In a burst of reading energy at the end on the year, I was able to read two wonderful January releases: The Guest Room by Chris Bohjalian and The Swans of Fifth Avenue by Melanie Benjamin. I read The Guest Room in audio and The Swans of Fifth Avenue in print. That I read them concurrently was kismet. Both novels were engrossing, but Swans was a delicious relief when The Guest Room was particularly challenging. I highly recommend them both, separately or in tandem. Here are more specific thoughts on each:
The Guest Room by Chris Bohjalian
This novel begins with a bachelor party held at the home of Richard Chapman and his wife, Kristin. Richard’s brother is getting married and the hope was that by hosting the party at his home, Richard could keep the celebration from getting out of hand. They both assumed there would be a stripper, but they had absolutely no idea what they were getting themselves into when the brother’s friend took it upon himself to hires not one, but two strippers. These women, who may or may not have been of age, were trafficked into the United States from Eastern Europe and were not working as strippers, as Richard and Kristin had hoped, to pay off college. When things go wrong, the lives of everyone involved are thrown into chaos. The story follows Richard and Kristin and the toll one night can take on their marriage, family, and professional lives. It also follows Alexandra, the story of how she became a sex slave, and what happens to the girls at the end of that fateful night.
While The Guest Room can be hard to read, especially as Alexandra recounts her childhood, kidnap, and journey to the United States, it’s such an important look at both our society and our world. For me personally, it opened my eyes to my own privilege and to how much I assume about the strangers I interact with or hire for specific services. The connection between the girls hired for that bachelor party and their situation in life might be easier to see or to consider, but I blanketly assume that everyone I interact with is doing so voluntarily. After all, I’m working and engaging in commerce voluntarily, right? I think of myself as an observant person, but there is so much that I don’t see because I’m not looking. This novel was very much a call to action for me.

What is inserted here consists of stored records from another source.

PR #1502, opened 2017-02-27
CSP prep: add a notion of input role, and wire it to CreateInputResource

morlovich:
This is needed to eventually know which policy to check.
(The enum is similar to SemanticRole, but it was made separate to give
 the cases other than image/style/script clear semantics).

This change itself should be a no-op functionally.

OutputResource methods will likely need a similar treatment.

### DIFF
--- a/net/instaweb/rewriter/render_blocking_html_computation.cc
+++ b/net/instaweb/rewriter/render_blocking_html_computation.cc
@@ -100,8 +100,11 @@ void RenderBlockingHtmlComputation::Compute(const GoogleString& url) {
   }
 
   bool is_authorized = false;
+  // Note: this is for HTML, so may be kReconstruction would be appropriate,
+  // but it's tough to audit since this doesn't seem to have any users?
   ResourcePtr resource(
-      parent_driver_->CreateInputResource(gurl, &is_authorized));
+      parent_driver_->CreateInputResource(
+          gurl, RewriteDriver::InputRole::kUnknown, &is_authorized));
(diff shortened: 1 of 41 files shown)


oschaaf:
lgtm, no comments

net/instaweb/rewriter/render_blocking_html_computation.cc
```diff
@@ -100,8 +100,11 @@ void RenderBlockingHtmlComputation::Compute(const GoogleString& url) {
   }
 
   bool is_authorized = false;
+  // Note: this is for HTML, so may be kReconstruction would be appropriate,
+  // but it's tough to audit since this doesn't seem to have any users?
```
jmarantz, line 104: This is suspected dead code?  What happens if you put CHECK(false) and run tests?

jmarantz (approved):

net/instaweb/rewriter/render_blocking_html_computation.cc
morlovich: Did something different: If I comment out render_blocking_html_computation.cc and render_blocking_html_computation_test.cc in their appropriate .gyp files the whole thing compiles & links & runs unit tests just fine.

I think this was probably used by the mobilizer, shall I remove it?

jmarantz: Yes, remove it.  I'm not sure what it was used for but it's time to bring out our dead :)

Both Mozhan Marno and Grace Experience, the narrators of this audiobook, were new to me narrators. They both fit very well in their role. Marno told this story from the viewpoint of both Richard and Kristin and was well suited for both roles. I especially enjoyed her work on the sleazier men who attended the bachelor party. Chris Bohjalian certainly wrote some really good hate-worthy characters. Experience was outstanding as Alexandra. She fully embodied Alexandra, bringing her and her life into my car with me. I often find audiobooks more difficult than print when it comes to this kind of content, but, as with The Guest Room, it’s also more rewarding.
As an added bonus, Chris Bohjalian wrote a little about Alexandra’s life in New York City in a short story called, “Nothing Very Bad Could Happen To Your There.” You can get a copy of the PDF here. Enjoy!
The Swans of Fifth Avenue by Melanie Benjamin
The Swans of Fifth Avenue begins with Truman Capote, proud as a rooster over the success of In Cold Blood, entertaining the five most glamorous and sought after socialites of New York City at La Côte Basque restaurant. He calls them his swans and, while they are amused by him, they can’t agree how this funny little man became part of their inner circle. They argue over who introduced him first. He gives them each selective bits and pieces of himself or the self he’d like to portray, letting them all privately believe that she was his best swan. As the story unfolds, it becomes clear that Babe Paley is Truman’s favorite. The trouble the swans get into is opening up their lives to an outsider author who is becoming increasingly desperate to recreate the glory of In Cold Blood.
There is something downright fun about reading a novel full of high society and gossip. Knowing that there is going to be a terrible collision down the road makes the ride that much more exciting. I’ve previously read the novel Capote in Kansas by Kim Powers and Swans picks up where it left off. Capote found the fame he desired and delighted in each and every moment. What he hadn’t counted on was the cost of maintaining it. On the other side of the coin, Babe had the fame Capote lusted after. She was born and raised for it. Her dream was the desire to connect with another person deeply and to be understood beyond her superficial status. Truman’s charm and warmth provided her that and it set them both upon a slippery slope. While I called Truman many names throughout the novel, I empathized with them both. This didn’t stop me from enjoying their journey over the edge of the cliff.
The Swans of Fifth Avenue made my Christmas break entertaining and relaxing. I was drawn into Melanie Benjamin’s story from the very beginning and I found the ending to be wholly satisfying. This would be a great book to have by your side during a blizzard or a lazy Saturday morning.
This novel also has an added bonus. Benjamin wrote a short story prequel to The Swans of Ffth Avenue called “Reckless Hearts.” It features Swan Slim Hawks Hayward and Ernest Hemingway. I listened to this story in audio and enjoyed every second. It is narrated (as is the novel) by the lovely and talented Cassandra Campbell. Listening will be the best couple of bucks you spend all year. It doesn’t matter in which order you read them. “Reckless Hearts” takes place first chronologically, but I listened to it while reading Swans. It’s all good.